Our daughter continued to have GI problems, vomiting became a norm in our home. It was not unusual for her to vomit 3-5 times a day. I would research all hours to find a diagnosis, a specialist, a treatment, anything to help her. Then, I was also fighting with SSI and Medicaid to get coverage for my daughter. If any of you have ever had to deal with these agencies, then you know it is an unbelievably frustrating one. Long story short, I was able to get her on a medical waiver due to her medical conditions but it was a 9 month battle. And, I felt that everything was on MY shoulders, not his. It was a real dark place for my husband and I. But, I will say after some real honest moments, usually painful ones, we have fought our way through it…together, plus the help of a couple sessions with a marriage counselor.

Being a parent means being busy! Each week we have multiple appointments for either doctors or therapies. We are always monitoring something or on the lookout for another thing. But, I will say as she continues to grow and get stronger, we have “graduated” from monthly specialist visits to more infrequent bi-annual check-ups. It is just on her
terms, which I should have known would be the case–typical Lucy. (grins)

I won’t go in depth of our feeding journey, because this is a heck of a story in itself. And, it is still going on. But, I will say that our girl had vomiting issues since day one of being home, and it was awful. I felt awful because she had to go through this every day, and I couldn’t fix it though I tried, I tried so hard. It became a massive science experiment, changing one variable at a time and measuring outcomes. Often times with results that did not make any sense. On top of the vomiting was the struggle with oral eating. She never really ate for us, so each feeding was a stressful event. I remember struggling a lot with the thought, “How can my baby not do something as simple as eat?”

She continues to see the GI Feeding Clinic at UNC Raleigh and receives weekly feeding therapy to help her develop the skills and desire to eat. It has been a very slow process, similar to that of the NICU, taking one step forward and taking two steps backwards. But we are grateful for the progress she has made. See, I told you the NICU never ends at discharge.

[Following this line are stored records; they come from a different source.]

PR #943, opened 2026-03-31
Zallet regtest fixes

str4d:
Fixes:


nuttycom (approved):
utACK a2d2f35fc14729356745b02c21b57b63246491c9

idky137 (dismissed):
As this changes the API of `JsonRpSeeConnector`, which is public, it will require a changelog entry (and version bump on release).

Apart from that it looks good!

pacu (dismissed):

pacu:
utACK 

Modulo changelog additions

str4d:
> As this changes the API of `JsonRpSeeConnector`, which is public, it will require a changelog entry (and version bump on release).

@idky137 I didn't make a changelog entry because I don't know which changelog is the correct one:
- There is no changelog file inside the `zaino-fetch` folder, where the change is.
- There is a changelog file inside `zaino-state`, suggesting there should be a separate one for `zaino-fetch`
- There is a changelog file at the root, which contains some `zaino-fetch` changes, but none of the version numbers line up at all with `zaino-fetch`.

idky137:
> > As this changes the API of `JsonRpSeeConnector`, which is public, it will require a changelog entry (and version bump on release).
> 
> @idky137 I didn't make a changelog entry because I don't know which changelog is the correct one:
> - There is no changelog file inside the `zaino-fetch` folder, where the change is.
> - There is a changelog file inside `zaino-state`, suggesting there should be a separate one for `zaino-fetch`
> - There is a changelog file at the root, which contains some `zaino-fetch` changes, but none of the version numbers line up at all with `zaino-fetch`.

Sorry this was more a note to other reviewers.

There is an ongoing internal conversation at zingolabs regarding how this should be recorded, with some arguing traditional changelogs are not the best form, which is why I have not added this myself.

I have raised this in zingolabs and can update it when I know the direction chosen.

zaino-fetch/src/jsonrpsee/response.rs
```diff
@@ -1035,11 +1043,15 @@ impl TryFrom<GetTreestateResponse> for zebra_rpc::client::GetTreestateResponse {
             zebra_chain::serialization::SerializationError::Parse("negative block height")
         })?;
 
-        let sapling_bytes = value.sapling.commitments().final_state().clone();
-        let sapling = Treestate::new(Commitments::new(None, sapling_bytes));
+        let sapling = value
+            .sapling
+            .clone()
+            .unwrap_or_else(|| Treestate::new(Commitments::new(None, None)));
```
daira, line 1049: Was it considered to just store the empty Treestate rather than None?

daira (approved):
utACK

zaino-fetch/src/jsonrpsee/response.rs
nuttycom: I don't like that solution, because then you don't have the invariant that every persisted tree state is known to be valid and not the default value. This seems reasonable to me.

pacu (approved):

idky137:
Do not merge - test run failed: (`integration-tests::state_service zebra::get::z::treestate_regtest`)

There is now differing behaviour between the StateService and FetchService (I am looking into this failure)

Output from StateService and FetchService:
```
[integration-tests/tests/state_service.rs:1214:35] fetch_service_subscriber.z_get_treestate("2".to_string()).await.unwrap() = GetTreestateResponse {
        hash: block::Hash(
            "bc941c9b0fbb623556e034b109294de9bc4755a23ab5e8e536ed77fff5d4e1d8",
        ),
        height: Height(
            2,
        ),
        time: 1296699402,
        sprout: None,
        sapling: Treestate {
            commitments: Commitments {
                final_root: Some(
                    [
                        62,
                        73,
                        181,
                        249,
                        84,
                        170,
                        157,
                        53,
                        69,
                        188,
                        108,
                        55,
                        116,
                        70,
                        97,
                        238,
                        164,
                        141,
                        124,
                        52,
                        227,
                        0,
                        13,
                        130,
                        183,
                        240,
                        1,
                        12,
                        48,
                        244,
                        194,
                        251,
                    ],
                ),
                final_state: Some(
                    [
                        0,
                        0,
                        0,
                    ],
                ),
            },
        },
        orchard: Treestate {
            commitments: Commitments {
                final_root: Some(
                    [
                        174,
                        41,
                        53,
                        241,
                        223,
                        216,
                        162,
                        74,
                        237,
                        124,
                        112,
                        223,
                        125,
                        227,
                        166,
                        104,
                        235,
                        122,
                        73,
                        177,
                        49,
                        152,
                        128,
                        221,
                        226,
                        187,
                        217,
                        3,
                        26,
                        229,
                        216,
                        47,
                    ],
                ),
                final_state: Some(
                    [
                        0,
                        0,
                        0,
                    ],
                ),
            },
        },
    }
    [integration-tests/tests/state_service.rs:1219:35] state_service_subscriber.z_get_treestate("2".to_string()).await.unwrap() = GetTreestateResponse {
        hash: block::Hash(
            "bc941c9b0fbb623556e034b109294de9bc4755a23ab5e8e536ed77fff5d4e1d8",
        ),
        height: Height(
            2,
        ),
        time: 1296699402,
        sprout: None,
        sapling: Treestate {
            commitments: Commitments {
                final_root: None,
                final_state: Some(
                    [
                        0,
                        0,
                        0,
                    ],
                ),
            },
        },
        orchard: Treestate {
            commitments: Commitments {
                final_root: None,
                final_state: Some(
                    [
                        0,
                        0,
                        0,
                    ],
                ),
            },
        },
    }
```

zancas:
@idky137 if these CI fails are always on false negatives, can we please deactivate the jobs so we can at least get the benefit other jobs?

idky137:
Update:
This is not a bug in the code in this PR but this change has surfaced it and a fix needs to be implemented before this PR can land safely.

Currently the treestate RPC methods (the z_get_treestate JsonRPC service and the get_tree_state lightclient gRPC serve) have differing implementations in the `StateService` and `FetchService`. This most likely happened during the switchover from the old `local_cache` code to the new `ChainIndex`, with different devs updating the implementations differently.

The issue is that the fixes in this PR are being picked up by one path but not the other, leading to inconsistent behaviour in ZainoD.

While trying to fix this I have run into several issues with the ChainIndex that will need to be addressed before a clean solution can be implemented ( https://github.com/zingolabs/zaino/issues/964 ). 

As there are several tasks that need to be completed to close this issue and implement the proper fix for the treestate RPCs I will look into whether a temporary fix can be implemented so this code can land.

idky137:
> @idky137 if these CI fails are always on false negatives, can we please deactivate the jobs so we can at least get the benefit other jobs?

This is an issue with our CI setup, currently the zcash-integration-test jobs cannot run on non-zingolabs branches. It would be good if we could find a fix for this as my PRs are also now failing.

zancas:
I've refactored the locations of the zaino-* packages to [clean up the top-level directory](https://github.com/zingolabs/zaino/issues/957).

These git mvs show up as conflicts.   To fix them I have merged dev and pushed to branches in this repo, but the feature for this PR is in @str4d 's fork.

Folks can use this duplicated (except for lints and a new CHANGELOG) PR:  https://github.com/zingolabs/zaino/pull/971 .

Or resolve the conflicts themselves, which ever is easiest.

idky137:
I have added the required downstream zaino fixes, and rebased all commits on top of dev to fix conflicts, in #973.

That PR should be merged instead of this one, it is now ready for review, the additional fixes did not touch the ChainIndex fix here that has been reviewed, only updated the downstream `StateService`/`FetchService` code to properly and uniformly pick up there changes.

zancas:
Superceded by #973 .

This GI feeding issue has been the crux of a lot of my stress as a new parent but I have come to live with it. And when I say live with it, I don’t mean succumbing to it…but more so, accepting it in a way that I still find love and joy through it. It wasn’t always like that, there were many ugly moments where I found myself regretting parenthood. It took a lot of processing and support to accept this as our new norm.

I am still pretty vigilant to anything that happens to Lucy, but I don’t think I would be any different even with a healthy term child. And, I still find myself in moments of healing from the NICU. I still think back on some of the losses from having a micro preemie, like a very plump belly, maternity photos, taking home my baby post delivery, etc. My eyes still well up when I reminisce on the tender moments of the NICU that rocked my soul. I can even admit that I do experience some PTSD-related reactions when things resemble a little too much of the NICU but as time goes on, it happens less and less.

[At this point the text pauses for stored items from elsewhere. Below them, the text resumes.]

PR #948, opened 2026-04-06
use test vectors from crates.io

### LINKED ISSUE #947: test vectors are mixed into code
### Observation

The zaino-testvectors data should be available across the ecosystem for reference from all interested projects.

### Location in codebase

zaino-testvectors

### Type of concern

Coupling / Dependencies

### Impact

Today, I am proud to say we have made great strides in this post-NICU journey. Lucy has grown stronger and is now walking and making messes everywhere like a typical toddler. She plays and laughs in a way that will surely make anyone crack up. She learns every day and I LOVE being a part of that.

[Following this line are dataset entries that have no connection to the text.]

PR #954, opened 2026-04-08
divide workspaces by promoting integration-tests to become its own *excluded* cargo workspace

### LINKED ISSUE #946: test and production code are unnecessarily combined in a single workspace
### Observation

Because dependencies used by integration tests are managed in the same cargo workspace as the source dependencies, it's possible to block upgrades to source dependencies because of packages that are only needed in test.

### Location in codebase

The  whole repo.

### Type of concern

Separation of concerns

### Impact

Build times are long, dependencies are harder to analyze than necessary, and test-only behavior is sometimes not properly understood to BE test-only.

### Suggested direction

_No response_

### LINKED ISSUE #955: integration testing in the divide workspaces feature fail
### Usage mode

Both / Not sure

### Describe the bug

The work to separate integration tests doesn't have a passing integration test suite, but that's not due to the migration.

Here's claude's analysis:

```bash
● Found it. The issue is in the sync loop at chain_index.rs:556-571. When get_best_block_height() fails,
   the ? propagates the error out of the loop, and line 599 sets StatusType::CriticalError. The
  indexer's serve loop detects this on the next tick and shuts down.

  This is a startup race: the sync loop starts before the validator connection is fully ready, the first
   RPC call fails, and the entire indexer dies.
```

### Steps to reproduce

cargo nextest run

### Expected behavior

Many tests fail

### Environment

0.2.0

### Configuration

```toml

```

### Logs

```shell

```

### Additional context

_No response_

### LINKED ISSUE #956: CI needs to be updated to reflect new directories and workspaces

zancas:
Fixes:  #946 

TODO: Fix #955
TODO: Fix #956

The integration testing code is needed to validate correct behavior of zainod, and other zaino-*, public interfaces *AFTER* detailed development and unit-testing of the source code has validated logic at a higher granularity of abstraction.

For the developer these tasks are separate:

* conceptually
* as a part of practical development flows
* in terms of the tooling they require

A useful way to represent these separate responsibilities is to map them cleanly into cargo tooling.

By making "integration-tests" into it's own workspace that is *excluded* from the source code workspace, cargo is informed that the contained logic is not by default, to be evaluated.

Practically speaking this means that a developer that executes a clean clone, and cargo nextest run, of this repo:

* does not build integration-test only dependencies
* does not run integration tests

This is an efficient an reasonable default flow for development.   Rather than continue to explain why, I will argue by example:

Try "cargo nextest run" in a "clean" top level directory on the "dev" branch.

Now try it against a "clean" top level directory of this feature branch.

Which experience did you enjoy more?  Which was more useful to you as a developer?


zancas:
Leaving a sanity test of:

`cd integration-tests && cargo nextest run -j1`

running overnight.

zancas:
Running sanity check against `dev` integration-tests now.

zancas:
I see [a similar test failure pattern on dev](https://github.com/zingolabs/zaino/issues/955#issuecomment-4207858286), indicating that this PR is not introducing a regression.

nachog00 (approved):

nachog00:
I think there are some clear following steps including: moving over all the "testing","docker_cargo", etc etc... over here.
putting all src code crates into a `crates` or `src` directory is probably also the best.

My husband and I can laugh and enjoy one another again. We feel like a team again. We go on dates and we plan for the future. I mean, don’t get me wrong, I still want to throat punch him here and there, but I wouldn’t want anyone else to go through this crazy life of ours.

I no longer medicalize everything (this is huge!). And I have come back full circle into civilization again, socializing, working and making meaning out of all this, because NICU life is extremely isolating. It hasn’t been easy by any means. I still struggle at times but with time, things have gotten easier. I hope that for any of you reading this, you know things can get better.